But then they came to the village ruled by the maas, a man who had served in the Mízriyan army in his youth. Here, a month’s journey from the great river, this Libuwan had built a Mízriyan house, dressing in Mízriyan style, even taking a Mízriyan name. This Satmarítu was intrigued to hear about the Ak’ayan campaign in Mízriya from this odd-looking captive. On a whim, he bought Diwoméde, pleased to have one of the notorious sea people in his household. Grinning broadly, the
maas
paraded his new acquisition about the settlement by the sea, urging Diwoméde to sing fragments of the great epic songs of Ak’áyan heroes. Returning home finally, the big man brought the slave into the courtyard of his house, showing off his prize to his wife and youngest daughter. The older woman said nothing about the purchase, but she was clearly displeased. Dazed, exhausted, Diwoméde hardly knew how to behave or how to feel about his new home.
Then the daughter of the
maas
stood before him. With her bright, laughing eyes, Náfriti smiled. In that moment, he had had a sudden vision of an easy captivity, of lying with this young woman with the gleaming hair and the coppery skin. If she desired him, as her smile seemed to suggest, he would pass the years in idleness, with plenty to eat and drink, his only duty to give her pleasure.
But it had not been as easy as that. Náfriti was hardly more than a child, no more than sixteen, and, like many girls her age, prone to smile at anything. She was not nearly as taken with him as he had imagined, either. He was merely a toy that she enjoyed playing with on occasion, a source of mild amusement to be discarded the moment something of greater interest came along. She only allowed him to lie with her one time. “So,” she said blandly, afterward, “that is what it is like to have an uncircumcised man. I always wondered.” With that, she sent him away to scrub the floor.
More often, she called upon him to sing a tale of his native Ak’áiwiya while the
maas
entertained guess. Then, to impress their visitors, Náfriti would demand that Mirurí punish him for some trifling misstep that he made inadvertently made, earlier in the day. Her smile, Diwoméde soon learned, meant only that her thoughts amused her. Those thoughts might as easily mean pain for him as pleasure.

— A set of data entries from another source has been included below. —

PR #626, opened 2023-10-03
Store correct group ID and type for SBOMer purls

kgrant-rh:
A simple fix, more substantial changes to Maven purl handling to follow in CORGI-840.

### DIFF
--- a/corgi/core/models.py
+++ b/corgi/core/models.py
@@ -1237,18 +1237,13 @@ class Component(TimeStampedModel, ProductTaxonomyMixin):
         return PackageURL(type=str(self.type).lower(), **purl_data)
 
     def _build_maven_purl(self) -> dict[str, Union[str, dict[str, str]]]:
-        # Prefer some declared qualifiers to inferred qualifiers
-        declared_qualifiers = {}
-        if "purl_declared" in self.meta_attr:
-            declared_qualifiers = PackageURL.from_string(self.meta_attr["purl_declared"]).qualifiers
-
         qualifiers = {}
 
         classifier = self.meta_attr.get("classifier")
         if classifier:
             qualifiers["classifier"] = classifier
 
-        extension = declared_qualifiers.get("type") or self.meta_attr.get("type")
+        extension = self.meta_attr.get("type")
         if extension:
             qualifiers["type"] = extension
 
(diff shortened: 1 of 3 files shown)


corgi/core/models.py
```diff
@@ -1237,13 +1237,18 @@ def get_purl(self) -> PackageURL:
...
+            declared_qualifiers = PackageURL.from_string(self.meta_attr["purl_declared"]).qualifiers
+
         qualifiers = {}
 
         classifier = self.meta_attr.get("classifier")
         if classifier:
             qualifiers["classifier"] = classifier
 
-        extension = self.meta_attr.get("type")
+        extension = declared_qualifiers.get("type") or self.meta_attr.get("type")
```
juspence: Instead of storing this info twice, and having to look up / check two different fields, is it better to just store "all the SBOMer / PNC qualifiers" as individual keys in the meta_attr? E.g. set `meta_attr["classifier"] = component["classifier"]`, "type", and any others I'm forgetting in the PNC collector. We're already doing this for the group_id, so I'd prefer a consistent approach.

Setting everything in the collector means this code wouldn't need to change, but the lookup for `self.meta_attr.get("type")` would still give the right results. We'd have the type from PNC, if we were given it / if we ingested the component from an SBOMer manifest. Or we'd have the type discovered by Syft, if this component was discovered in an SCA scan instead of an SBOMer manifest.

I think this should be safe, since Syft metadata won't overwrite existing metadata if present. We do get_or_create in the SCA task instead of update_or_create to avoid wiping out meta_attr from Brew / PNC.

corgi/core/models.py
```diff
@@ -1237,13 +1237,18 @@ def get_purl(self) -> PackageURL:
...
 
     def _build_maven_purl(self) -> dict[str, Union[str, dict[str, str]]]:
+        # Prefer some declared qualifiers to inferred qualifiers
+        declared_qualifiers = {}
+        if "purl_declared" in self.meta_attr:
+            declared_qualifiers = PackageURL.from_string(self.meta_attr["purl_declared"]).qualifiers
+
         qualifiers = {}
 
         classifier = self.meta_attr.get("classifier")
```
juspence: Do we need to make changes here? If we use the approach below to check both Corgi data and PNC data, should a classifier from an SBOMer manifest be preferred over a classfier discovered by Syft?

juspence (approved):

corgi/core/models.py
kgrant-rh: Just to clarify, this isn't a concern if we just store the qualifiers in meta_attr in the PNC collector, right?

juspence: Yeah, either one or the other works as long as we're consistent. Whichever you'd prefer is fine.

PR #627, opened 2023-10-04
CORGI-836 add force_process option to loaderratadata

jasinner:
If an erratum was processed prior to it being shipped, and later the builds were updated and the errata shipped live the slow_load_errata task would not re-ingest the builds and add new relations. You have to use 'force_process' to load the erratum again.

### DIFF
--- a/corgi/tasks/management/commands/loaderratadata.py
+++ b/corgi/tasks/management/commands/loaderratadata.py
@@ -32,6 +32,12 @@ class Command(BaseCommand):
             help="Call tasks inline, not in a celery task",
         )
         parser.add_argument(
+            "-f",
+            "--force",
+            action="store_true",
+            help="Force process task",
+        )
+        parser.add_argument(
             "-p", "--product_variants", nargs="+", help="A list of variants to load errata for"
         )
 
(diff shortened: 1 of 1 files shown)


jasinner:
Using force_process is less than perfect because the old builds are still associated with the errata. However since we only processing shipped errata now, it shouldn't be a problem that will continue to occur in new data.

jasinner:

JimFuller-RedHat (approved):
LGTM

corgi/tasks/management/commands/loaderratadata.py
```diff
@@ -31,6 +31,12 @@ def add_arguments(self, parser: CommandParser) -> None:
             action="store_true",
             help="Call tasks inline, not in a celery task",
         )
+        parser.add_argument(
+            "-f",
+            "--force",
+            action="store_true",
+            help="Force process task",
+        )
```
juspence, line 39: Maybe I missed it - been a long time since I looked at argparse and Python management commands. But does this default to "false" if unset by the user?

To fix old builds still being associated with errata, should force_process delete the errata-type relations before recreating them? That seems likely to have side effects, so maybe it's not worth worrying about. We could also manually delete and force-reprocess all the existing errata-type relations in a migration (in a separate PR).

juspence (approved):

corgi/tasks/management/commands/loaderratadata.py
jasinner: Yes, this field will default to false.

I wanted to make this change as minimal as possible to fix the issue described in CORGI-836. It works as is, even though the older builds are still associated with the errata. If that starts to cause issues in the future we should manually clean them up. I created a task for that: CORGI-848

PR #629, opened 2023-10-04
CORGI-847: Release 1.3.10

juspence:
@RedHatProductSecurity/corgi-devs Please review. I've created this release-1.3.10 branch from the current 1.3.9 tag, so it doesn't include any of the latest changes in stage and only fixes this Gevent CVE.

If this all looks good, I'll immediately do the release when I get in first thing tomorrow morning. I don't want to do a full release since e.g. the Pyxis collector is still raising lots of errors in our monitoring emails, but please let me know if there's some other change(s) you think should be included.


jasinner (approved):
LGTM, thanks!

JimFuller-RedHat (approved):
LGTM - random question - did you consider cherry picking the original commit for this in main (e00e6bef3afb62d964231c679f5ef839c8f33dc7) ?

juspence:
> LGTM - random question - did you consider cherry picking the original commit for this in main ([e00e6be](https://github.com/RedHatProductSecurity/component-registry/commit/e00e6bef3afb62d964231c679f5ef839c8f33dc7)) ?

Merge conflicts :frowning: There were a bunch of conflicts I didn't want to deal with. It was simpler to just upgrade the one package I wanted (gevent) and let pip-compile automatically handle its dependencies, than try to resolve those conflicts correctly without accidentally updating something that didn't need it, or not updating some gevent dependency that did need to be updated.

juspence:
I tagged the previous `0867cfc499effafa2fd4cd5400e56a1ce8a1b113` commit as "1.3.10", which includes both the version number change and the Gevent dependency change, and released this to community and enterprise production. Then I dropped only the commit with the Gevent dependency change and force-pushed this branch, so that it now contains just the version number change.

I will now merge this version number change back into main / deploy it to stage so that the version numbers match between stage and production. The gevent dependency change is already included on the main branch / deployed to stage due to previous commits that were already merged. See the `e00e6bef3afb62d964231c679f5ef839c8f33dc7` commit that Jim noted above.

PR #630, opened 2023-10-05
CORGI-557: Fix bad migration and bug that creates RPMMOD nodes with no "/redhat/" in purls

juspence:
@RedHatProductSecurity/corgi-devs Please review again, sorry. The migration failed to run / apply in stage due to some bad code inside the for-loop. I've fixed that and run the migration successfully, but the for-loop shouldn't have been entered at all since I already cleaned up the dupes in stage manually (several months ago).

That means we've created (about 700) more ComponentNodes which are linked to RPMMODs, but which don't have `/redhat/` in their purls. All the RPMMOD components themselves definitely do have `/redhat/` in their purls, but there's a bug in save_node() where we create duplicate nodes when the purl on the component changes.

In detail, whenever we force-reprocess some build and update the object, its purl may change. Then save_node() does a get_or_create() using type, parent, and purl (the three unique fields for a ComponentNode) to find any existing node.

Satmarítu was as capricious as his child, overlooking outright defiance one moment, the next ordering many blows of Mirurí’s rod for spilling a few drops of beer purely by accident. The headman had determined to rid himself of Diwoméde on just such a whim. Diwoméde had tripped and dropped a tray of figs that he was carrying, falling into Náfriti’s startled lap. She laughed with great hilarity at the mishap. Even her usually dour mother found the incident highly entertaining. But Satmarítu leapt to his feet in outraged fury and administered twenty heavy blows with the shepherd’s flail that he always carried to betoken his high rank. As soon as Náfriti went to bed that evening, the
maas
gave the order that Diwoméde was to be sold the following morning. Mirurí was to see to it at dawn.
Yes, this morning Satmarítu would announce to his daughter that her favorite plaything was gone. She might droop slightly, perhaps pout a little, until the
maas
had enough of it. Then he would threaten violence and she would retire to the women’s quarters to sulk. But, in a day or two, she would find someone or something else to torment. Within a phase of the moon, no doubt, she would have forgotten that he ever existed. At least he would be rid of them all, Diwoméde told himself. No more would he be Satmarítu’s minstrel or Náfriti’s pet. Even the hard work of plowing fields seemed more appealing. But no, he reflected, the last crop of barley had withered before it ripened, in this scorched land. If it had not been for the supplies carried in by donkey caravan and by ship, the
maas
could not have sustained his trading post and his solid Mízriyan house. Drought and famine had long since driven most of the native Libúwans eastward to the fertile, black land of the Great King of Mízriya.
It had been four years since he had left his fortress in Ak’áiwiya, Diwoméde realized with a shock. Four cycles of sowing and reaping had passed, away from Ak’áiwiya’s peninsulas and islands. A wave of homesickness swept over him as he thought of the high-walled citadel that he had once commanded in the kingdom of Argo. It seemed almost a dream, that he had once occupied a place of honor and respect. But it was true. He had spent many a day seated upon a hard throne of gypsum, looking out over a great room, long and wide, with rows of plastered benches lining the walls. There had been paintings on those walls of lightweight chariots drawn by big, Ak’áyan horses, of warriors marching forth wearing helmets made of boars’ tusks. In the center of that mégaron lay the great hearth, four bronze-plated pillars rising from its corners, supporting the roof with its smoke-hole. He wondered whether the fortress still stood. Or had it been taken by raiders from the se, its timber roofs and pillared halls sent up in flames, its storerooms plundered? Were his Argives still waiting for his return? Or had his serving men all been slaughtered, his serving women carried off into slavery in another land?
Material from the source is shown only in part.